EXERCISE OBJECTIVE -
Look below. Copy each line that has "review" in it.

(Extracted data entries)
▼
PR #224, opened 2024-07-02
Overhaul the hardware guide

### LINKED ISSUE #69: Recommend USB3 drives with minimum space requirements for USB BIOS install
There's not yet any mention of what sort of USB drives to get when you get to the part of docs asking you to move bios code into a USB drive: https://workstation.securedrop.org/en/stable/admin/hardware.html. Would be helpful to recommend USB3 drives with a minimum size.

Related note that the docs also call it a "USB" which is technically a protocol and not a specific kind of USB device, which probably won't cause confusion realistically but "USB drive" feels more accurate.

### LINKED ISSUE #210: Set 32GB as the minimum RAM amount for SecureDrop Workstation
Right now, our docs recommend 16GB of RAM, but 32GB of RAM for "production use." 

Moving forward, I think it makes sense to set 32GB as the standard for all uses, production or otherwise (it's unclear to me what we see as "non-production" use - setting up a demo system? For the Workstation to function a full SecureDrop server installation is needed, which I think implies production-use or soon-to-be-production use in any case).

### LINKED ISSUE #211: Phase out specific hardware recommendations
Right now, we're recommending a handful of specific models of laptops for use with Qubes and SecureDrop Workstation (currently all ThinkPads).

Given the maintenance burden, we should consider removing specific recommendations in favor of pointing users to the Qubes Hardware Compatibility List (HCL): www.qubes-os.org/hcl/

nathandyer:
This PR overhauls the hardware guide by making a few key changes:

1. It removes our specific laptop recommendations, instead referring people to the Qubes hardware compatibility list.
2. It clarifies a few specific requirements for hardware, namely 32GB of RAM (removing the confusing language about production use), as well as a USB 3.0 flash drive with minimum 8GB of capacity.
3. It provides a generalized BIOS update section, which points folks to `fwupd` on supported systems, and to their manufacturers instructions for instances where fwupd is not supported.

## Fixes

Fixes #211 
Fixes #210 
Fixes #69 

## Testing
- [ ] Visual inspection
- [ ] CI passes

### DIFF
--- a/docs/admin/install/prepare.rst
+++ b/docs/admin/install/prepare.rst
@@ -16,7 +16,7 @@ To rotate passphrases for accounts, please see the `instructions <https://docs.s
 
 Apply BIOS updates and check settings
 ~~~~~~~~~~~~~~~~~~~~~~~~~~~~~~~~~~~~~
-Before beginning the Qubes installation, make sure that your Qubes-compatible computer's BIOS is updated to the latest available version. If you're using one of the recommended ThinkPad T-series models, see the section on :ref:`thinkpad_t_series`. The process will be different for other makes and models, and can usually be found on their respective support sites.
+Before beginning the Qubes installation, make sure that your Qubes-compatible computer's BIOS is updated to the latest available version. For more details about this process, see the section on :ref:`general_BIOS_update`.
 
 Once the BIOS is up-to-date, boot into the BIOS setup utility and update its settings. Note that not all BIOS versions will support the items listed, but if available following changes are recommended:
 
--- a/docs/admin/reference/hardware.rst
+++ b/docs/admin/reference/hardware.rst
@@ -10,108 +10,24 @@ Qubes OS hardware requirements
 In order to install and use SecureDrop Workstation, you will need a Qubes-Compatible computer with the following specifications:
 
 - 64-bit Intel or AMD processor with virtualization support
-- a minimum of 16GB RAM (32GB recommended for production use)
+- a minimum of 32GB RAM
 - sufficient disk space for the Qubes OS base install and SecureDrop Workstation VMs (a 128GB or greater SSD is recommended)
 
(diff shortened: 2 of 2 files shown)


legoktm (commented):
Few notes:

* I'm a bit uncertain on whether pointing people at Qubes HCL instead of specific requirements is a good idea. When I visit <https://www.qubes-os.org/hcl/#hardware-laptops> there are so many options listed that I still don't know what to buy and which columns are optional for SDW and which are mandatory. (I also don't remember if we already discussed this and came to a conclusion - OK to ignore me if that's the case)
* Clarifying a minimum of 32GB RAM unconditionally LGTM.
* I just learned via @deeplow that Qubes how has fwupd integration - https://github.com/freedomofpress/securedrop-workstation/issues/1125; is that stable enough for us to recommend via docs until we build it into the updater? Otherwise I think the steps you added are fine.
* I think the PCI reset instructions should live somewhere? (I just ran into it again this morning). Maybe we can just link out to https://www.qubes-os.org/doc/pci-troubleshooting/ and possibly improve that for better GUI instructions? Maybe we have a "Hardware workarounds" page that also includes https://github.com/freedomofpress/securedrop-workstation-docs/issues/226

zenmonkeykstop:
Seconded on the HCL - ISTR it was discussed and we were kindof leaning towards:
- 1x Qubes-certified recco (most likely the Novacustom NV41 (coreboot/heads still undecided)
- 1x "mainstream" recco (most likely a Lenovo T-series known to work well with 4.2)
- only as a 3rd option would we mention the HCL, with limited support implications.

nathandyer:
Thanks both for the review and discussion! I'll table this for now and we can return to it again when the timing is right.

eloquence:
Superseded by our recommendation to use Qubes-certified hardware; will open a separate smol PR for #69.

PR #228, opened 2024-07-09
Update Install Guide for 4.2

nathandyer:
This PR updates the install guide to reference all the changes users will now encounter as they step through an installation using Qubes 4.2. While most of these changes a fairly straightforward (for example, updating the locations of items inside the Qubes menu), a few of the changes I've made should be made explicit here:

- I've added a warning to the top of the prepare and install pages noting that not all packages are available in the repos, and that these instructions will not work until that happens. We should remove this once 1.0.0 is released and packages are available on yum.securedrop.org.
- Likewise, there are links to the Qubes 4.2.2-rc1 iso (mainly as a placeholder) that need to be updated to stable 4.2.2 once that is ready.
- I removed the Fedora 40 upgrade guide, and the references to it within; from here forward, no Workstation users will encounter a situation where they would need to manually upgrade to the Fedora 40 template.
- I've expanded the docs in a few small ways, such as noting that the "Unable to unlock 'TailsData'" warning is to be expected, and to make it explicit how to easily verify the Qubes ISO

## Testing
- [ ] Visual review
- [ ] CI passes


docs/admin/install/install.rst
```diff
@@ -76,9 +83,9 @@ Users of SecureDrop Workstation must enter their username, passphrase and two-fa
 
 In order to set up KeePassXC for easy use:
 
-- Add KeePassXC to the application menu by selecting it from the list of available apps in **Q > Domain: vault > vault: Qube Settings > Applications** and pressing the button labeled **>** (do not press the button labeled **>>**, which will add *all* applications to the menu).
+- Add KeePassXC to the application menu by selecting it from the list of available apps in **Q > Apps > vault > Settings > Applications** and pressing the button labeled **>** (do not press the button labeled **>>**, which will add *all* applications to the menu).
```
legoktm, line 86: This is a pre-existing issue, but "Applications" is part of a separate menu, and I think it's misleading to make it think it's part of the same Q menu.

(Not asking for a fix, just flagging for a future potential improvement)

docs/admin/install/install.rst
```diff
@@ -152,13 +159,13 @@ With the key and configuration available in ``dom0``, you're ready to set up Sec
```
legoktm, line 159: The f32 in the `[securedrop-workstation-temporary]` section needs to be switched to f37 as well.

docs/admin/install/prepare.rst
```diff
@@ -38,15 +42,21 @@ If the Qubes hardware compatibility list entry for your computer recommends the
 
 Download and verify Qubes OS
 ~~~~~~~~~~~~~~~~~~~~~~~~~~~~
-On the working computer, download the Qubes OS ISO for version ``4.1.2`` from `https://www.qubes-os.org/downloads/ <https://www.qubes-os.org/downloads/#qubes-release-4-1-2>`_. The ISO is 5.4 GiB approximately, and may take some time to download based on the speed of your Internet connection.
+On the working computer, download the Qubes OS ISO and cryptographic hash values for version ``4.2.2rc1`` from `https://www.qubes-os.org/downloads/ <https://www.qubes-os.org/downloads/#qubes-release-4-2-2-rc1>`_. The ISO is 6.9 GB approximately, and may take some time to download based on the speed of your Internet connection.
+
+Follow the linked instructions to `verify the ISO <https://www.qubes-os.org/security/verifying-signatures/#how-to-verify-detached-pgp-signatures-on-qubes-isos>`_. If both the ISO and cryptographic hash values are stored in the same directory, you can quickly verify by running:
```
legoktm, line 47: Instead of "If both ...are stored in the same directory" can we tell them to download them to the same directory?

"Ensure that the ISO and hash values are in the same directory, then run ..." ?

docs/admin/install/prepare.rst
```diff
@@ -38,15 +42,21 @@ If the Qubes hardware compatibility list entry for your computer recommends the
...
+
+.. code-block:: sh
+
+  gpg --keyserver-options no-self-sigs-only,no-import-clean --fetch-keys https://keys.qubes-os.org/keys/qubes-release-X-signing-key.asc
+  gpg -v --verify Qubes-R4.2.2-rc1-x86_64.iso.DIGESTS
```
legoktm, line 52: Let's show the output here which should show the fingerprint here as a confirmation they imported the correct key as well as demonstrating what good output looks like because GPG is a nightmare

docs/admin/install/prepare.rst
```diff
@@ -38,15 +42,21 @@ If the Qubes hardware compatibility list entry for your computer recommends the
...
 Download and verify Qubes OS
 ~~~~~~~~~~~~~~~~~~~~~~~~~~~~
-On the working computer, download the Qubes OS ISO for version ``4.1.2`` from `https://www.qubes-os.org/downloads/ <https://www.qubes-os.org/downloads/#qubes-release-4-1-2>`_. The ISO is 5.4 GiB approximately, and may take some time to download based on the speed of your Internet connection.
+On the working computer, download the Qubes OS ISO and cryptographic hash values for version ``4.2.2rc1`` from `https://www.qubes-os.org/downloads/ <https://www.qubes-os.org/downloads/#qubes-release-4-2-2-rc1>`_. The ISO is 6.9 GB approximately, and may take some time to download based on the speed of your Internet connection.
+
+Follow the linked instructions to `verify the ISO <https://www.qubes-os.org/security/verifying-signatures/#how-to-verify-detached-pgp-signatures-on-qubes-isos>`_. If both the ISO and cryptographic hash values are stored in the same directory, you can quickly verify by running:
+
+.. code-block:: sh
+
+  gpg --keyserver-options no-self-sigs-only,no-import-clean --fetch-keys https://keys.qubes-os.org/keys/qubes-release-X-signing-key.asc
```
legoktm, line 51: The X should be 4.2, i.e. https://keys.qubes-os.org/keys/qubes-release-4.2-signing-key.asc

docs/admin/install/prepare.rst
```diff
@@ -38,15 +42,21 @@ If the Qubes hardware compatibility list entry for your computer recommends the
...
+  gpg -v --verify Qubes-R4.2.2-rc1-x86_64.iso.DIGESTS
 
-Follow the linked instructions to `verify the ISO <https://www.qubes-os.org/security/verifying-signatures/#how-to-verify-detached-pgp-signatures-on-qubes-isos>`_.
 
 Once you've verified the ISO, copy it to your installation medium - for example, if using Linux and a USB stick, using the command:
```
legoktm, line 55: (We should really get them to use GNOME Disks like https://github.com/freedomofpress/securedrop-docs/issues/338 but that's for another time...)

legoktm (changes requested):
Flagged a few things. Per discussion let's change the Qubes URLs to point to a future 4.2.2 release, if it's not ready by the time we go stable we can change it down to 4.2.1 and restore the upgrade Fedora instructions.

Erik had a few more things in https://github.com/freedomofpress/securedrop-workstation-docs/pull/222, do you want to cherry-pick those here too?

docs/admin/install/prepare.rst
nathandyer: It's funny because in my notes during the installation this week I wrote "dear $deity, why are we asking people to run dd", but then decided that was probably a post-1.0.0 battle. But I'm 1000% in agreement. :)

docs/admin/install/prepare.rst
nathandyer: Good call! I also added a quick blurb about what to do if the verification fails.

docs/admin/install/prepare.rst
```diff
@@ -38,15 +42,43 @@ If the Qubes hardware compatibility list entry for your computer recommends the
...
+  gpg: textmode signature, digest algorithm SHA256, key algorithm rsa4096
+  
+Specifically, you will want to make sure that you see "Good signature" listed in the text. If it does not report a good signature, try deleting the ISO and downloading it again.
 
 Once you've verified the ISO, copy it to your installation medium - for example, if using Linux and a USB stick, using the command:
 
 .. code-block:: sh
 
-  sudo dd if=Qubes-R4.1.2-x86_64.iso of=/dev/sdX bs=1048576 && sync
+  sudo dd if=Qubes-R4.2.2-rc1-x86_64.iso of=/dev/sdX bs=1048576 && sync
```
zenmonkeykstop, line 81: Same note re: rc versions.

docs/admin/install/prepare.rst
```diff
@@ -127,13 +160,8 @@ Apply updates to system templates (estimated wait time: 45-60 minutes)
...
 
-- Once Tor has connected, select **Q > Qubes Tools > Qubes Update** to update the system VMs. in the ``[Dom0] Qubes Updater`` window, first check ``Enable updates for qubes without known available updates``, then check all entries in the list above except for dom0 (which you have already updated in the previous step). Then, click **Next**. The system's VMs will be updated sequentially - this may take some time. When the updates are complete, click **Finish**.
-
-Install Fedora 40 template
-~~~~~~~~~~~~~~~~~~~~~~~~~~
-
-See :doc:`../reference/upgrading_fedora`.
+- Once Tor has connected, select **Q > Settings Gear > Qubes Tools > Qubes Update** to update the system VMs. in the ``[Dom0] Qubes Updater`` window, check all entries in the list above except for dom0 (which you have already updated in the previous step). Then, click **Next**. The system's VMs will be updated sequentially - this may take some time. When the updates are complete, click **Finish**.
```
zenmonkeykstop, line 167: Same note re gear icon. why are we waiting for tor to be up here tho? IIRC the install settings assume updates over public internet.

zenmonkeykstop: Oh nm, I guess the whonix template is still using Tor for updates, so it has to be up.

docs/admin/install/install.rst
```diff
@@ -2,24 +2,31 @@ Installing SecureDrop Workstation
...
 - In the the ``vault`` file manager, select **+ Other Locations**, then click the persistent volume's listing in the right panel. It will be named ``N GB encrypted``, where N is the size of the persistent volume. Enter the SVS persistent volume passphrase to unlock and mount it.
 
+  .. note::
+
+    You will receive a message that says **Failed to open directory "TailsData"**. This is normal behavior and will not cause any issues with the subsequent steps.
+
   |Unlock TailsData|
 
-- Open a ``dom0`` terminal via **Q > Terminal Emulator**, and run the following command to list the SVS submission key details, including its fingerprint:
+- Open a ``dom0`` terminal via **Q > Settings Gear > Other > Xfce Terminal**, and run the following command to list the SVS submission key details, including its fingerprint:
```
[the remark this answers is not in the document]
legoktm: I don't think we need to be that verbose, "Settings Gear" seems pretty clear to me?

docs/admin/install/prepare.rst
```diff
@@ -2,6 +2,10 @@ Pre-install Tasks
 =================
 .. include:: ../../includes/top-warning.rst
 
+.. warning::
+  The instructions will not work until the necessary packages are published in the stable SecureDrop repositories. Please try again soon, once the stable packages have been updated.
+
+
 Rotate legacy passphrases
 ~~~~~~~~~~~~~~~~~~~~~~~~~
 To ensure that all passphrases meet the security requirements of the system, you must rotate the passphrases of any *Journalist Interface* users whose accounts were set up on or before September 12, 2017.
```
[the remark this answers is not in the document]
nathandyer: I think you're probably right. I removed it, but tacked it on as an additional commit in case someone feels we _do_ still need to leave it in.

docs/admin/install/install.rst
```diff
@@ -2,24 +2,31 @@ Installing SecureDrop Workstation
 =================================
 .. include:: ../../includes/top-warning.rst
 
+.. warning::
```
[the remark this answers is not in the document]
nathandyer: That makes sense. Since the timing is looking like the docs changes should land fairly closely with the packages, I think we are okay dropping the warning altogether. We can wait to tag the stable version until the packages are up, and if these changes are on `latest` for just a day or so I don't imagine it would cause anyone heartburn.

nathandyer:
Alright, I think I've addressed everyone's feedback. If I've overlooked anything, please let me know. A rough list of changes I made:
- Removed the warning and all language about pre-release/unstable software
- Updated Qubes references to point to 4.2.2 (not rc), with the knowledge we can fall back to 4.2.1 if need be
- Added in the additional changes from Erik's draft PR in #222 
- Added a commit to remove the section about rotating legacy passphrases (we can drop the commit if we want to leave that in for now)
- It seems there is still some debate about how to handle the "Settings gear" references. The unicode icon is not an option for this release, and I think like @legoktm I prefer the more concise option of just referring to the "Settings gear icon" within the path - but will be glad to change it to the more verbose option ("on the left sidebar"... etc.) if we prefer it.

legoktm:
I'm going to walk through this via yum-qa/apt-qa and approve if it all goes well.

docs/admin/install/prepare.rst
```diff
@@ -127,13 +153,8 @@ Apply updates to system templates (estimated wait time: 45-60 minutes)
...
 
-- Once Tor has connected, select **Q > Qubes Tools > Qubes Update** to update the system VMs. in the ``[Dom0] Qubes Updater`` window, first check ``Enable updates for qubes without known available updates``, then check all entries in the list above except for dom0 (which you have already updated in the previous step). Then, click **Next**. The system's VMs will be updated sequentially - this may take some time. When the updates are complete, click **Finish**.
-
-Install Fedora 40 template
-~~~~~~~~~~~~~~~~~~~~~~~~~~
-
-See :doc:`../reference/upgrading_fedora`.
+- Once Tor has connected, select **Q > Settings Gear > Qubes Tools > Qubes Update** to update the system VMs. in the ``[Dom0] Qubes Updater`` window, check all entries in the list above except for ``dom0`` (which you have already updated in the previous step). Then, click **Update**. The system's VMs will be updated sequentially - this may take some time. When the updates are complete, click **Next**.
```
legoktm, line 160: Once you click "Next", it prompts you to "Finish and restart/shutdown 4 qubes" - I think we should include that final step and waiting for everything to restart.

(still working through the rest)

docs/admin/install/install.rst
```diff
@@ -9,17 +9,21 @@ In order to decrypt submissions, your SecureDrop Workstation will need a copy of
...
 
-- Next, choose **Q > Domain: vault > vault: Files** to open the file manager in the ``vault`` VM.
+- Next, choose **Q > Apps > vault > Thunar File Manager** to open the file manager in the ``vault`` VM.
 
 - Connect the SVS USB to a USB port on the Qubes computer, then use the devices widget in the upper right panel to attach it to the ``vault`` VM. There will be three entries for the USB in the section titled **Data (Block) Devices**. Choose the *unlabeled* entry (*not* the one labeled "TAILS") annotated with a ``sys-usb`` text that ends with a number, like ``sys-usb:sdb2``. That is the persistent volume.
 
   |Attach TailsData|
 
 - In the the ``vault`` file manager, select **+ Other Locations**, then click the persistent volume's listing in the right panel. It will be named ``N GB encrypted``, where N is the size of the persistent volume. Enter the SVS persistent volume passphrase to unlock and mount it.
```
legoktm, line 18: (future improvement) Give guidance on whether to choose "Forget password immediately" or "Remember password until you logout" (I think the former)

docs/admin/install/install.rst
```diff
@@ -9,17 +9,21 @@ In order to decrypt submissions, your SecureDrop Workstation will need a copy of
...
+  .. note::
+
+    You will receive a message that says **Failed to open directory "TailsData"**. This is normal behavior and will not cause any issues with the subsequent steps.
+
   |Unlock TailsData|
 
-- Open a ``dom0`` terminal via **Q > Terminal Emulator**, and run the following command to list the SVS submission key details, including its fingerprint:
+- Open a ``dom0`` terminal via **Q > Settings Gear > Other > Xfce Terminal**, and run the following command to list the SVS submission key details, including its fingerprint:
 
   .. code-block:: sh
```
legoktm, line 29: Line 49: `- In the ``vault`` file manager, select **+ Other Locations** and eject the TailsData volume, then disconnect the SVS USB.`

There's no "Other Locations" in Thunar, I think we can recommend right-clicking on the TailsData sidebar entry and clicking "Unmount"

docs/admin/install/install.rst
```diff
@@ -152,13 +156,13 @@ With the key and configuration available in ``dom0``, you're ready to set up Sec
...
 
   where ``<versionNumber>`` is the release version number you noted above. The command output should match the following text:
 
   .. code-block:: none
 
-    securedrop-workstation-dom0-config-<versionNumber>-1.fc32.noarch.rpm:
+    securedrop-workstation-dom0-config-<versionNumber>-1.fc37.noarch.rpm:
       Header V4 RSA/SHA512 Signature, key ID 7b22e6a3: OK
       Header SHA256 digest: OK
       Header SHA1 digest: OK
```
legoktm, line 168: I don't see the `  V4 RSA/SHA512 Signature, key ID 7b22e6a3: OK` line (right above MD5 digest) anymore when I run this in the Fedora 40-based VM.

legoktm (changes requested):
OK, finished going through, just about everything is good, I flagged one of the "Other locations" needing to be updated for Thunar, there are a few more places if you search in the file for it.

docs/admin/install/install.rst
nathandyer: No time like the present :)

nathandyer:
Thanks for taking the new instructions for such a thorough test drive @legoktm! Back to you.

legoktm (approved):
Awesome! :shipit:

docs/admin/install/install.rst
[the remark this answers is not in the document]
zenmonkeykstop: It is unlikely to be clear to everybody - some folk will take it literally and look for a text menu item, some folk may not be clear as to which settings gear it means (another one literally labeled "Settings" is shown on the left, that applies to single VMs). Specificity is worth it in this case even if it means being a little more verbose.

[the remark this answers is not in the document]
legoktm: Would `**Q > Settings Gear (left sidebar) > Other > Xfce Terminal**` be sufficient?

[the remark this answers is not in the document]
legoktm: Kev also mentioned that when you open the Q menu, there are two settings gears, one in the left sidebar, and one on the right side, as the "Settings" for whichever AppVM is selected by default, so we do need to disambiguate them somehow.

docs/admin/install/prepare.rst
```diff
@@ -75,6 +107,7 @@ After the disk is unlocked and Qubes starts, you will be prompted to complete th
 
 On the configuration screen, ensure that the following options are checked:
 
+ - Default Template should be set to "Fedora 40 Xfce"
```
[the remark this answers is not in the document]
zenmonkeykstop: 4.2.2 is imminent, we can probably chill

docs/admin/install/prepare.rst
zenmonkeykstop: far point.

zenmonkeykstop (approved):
▲
PROBLEM SOLUTION -
Thanks both for the review and discussion! I'll table this for now and we can return to it again when the timing is right.
- [ ] Visual review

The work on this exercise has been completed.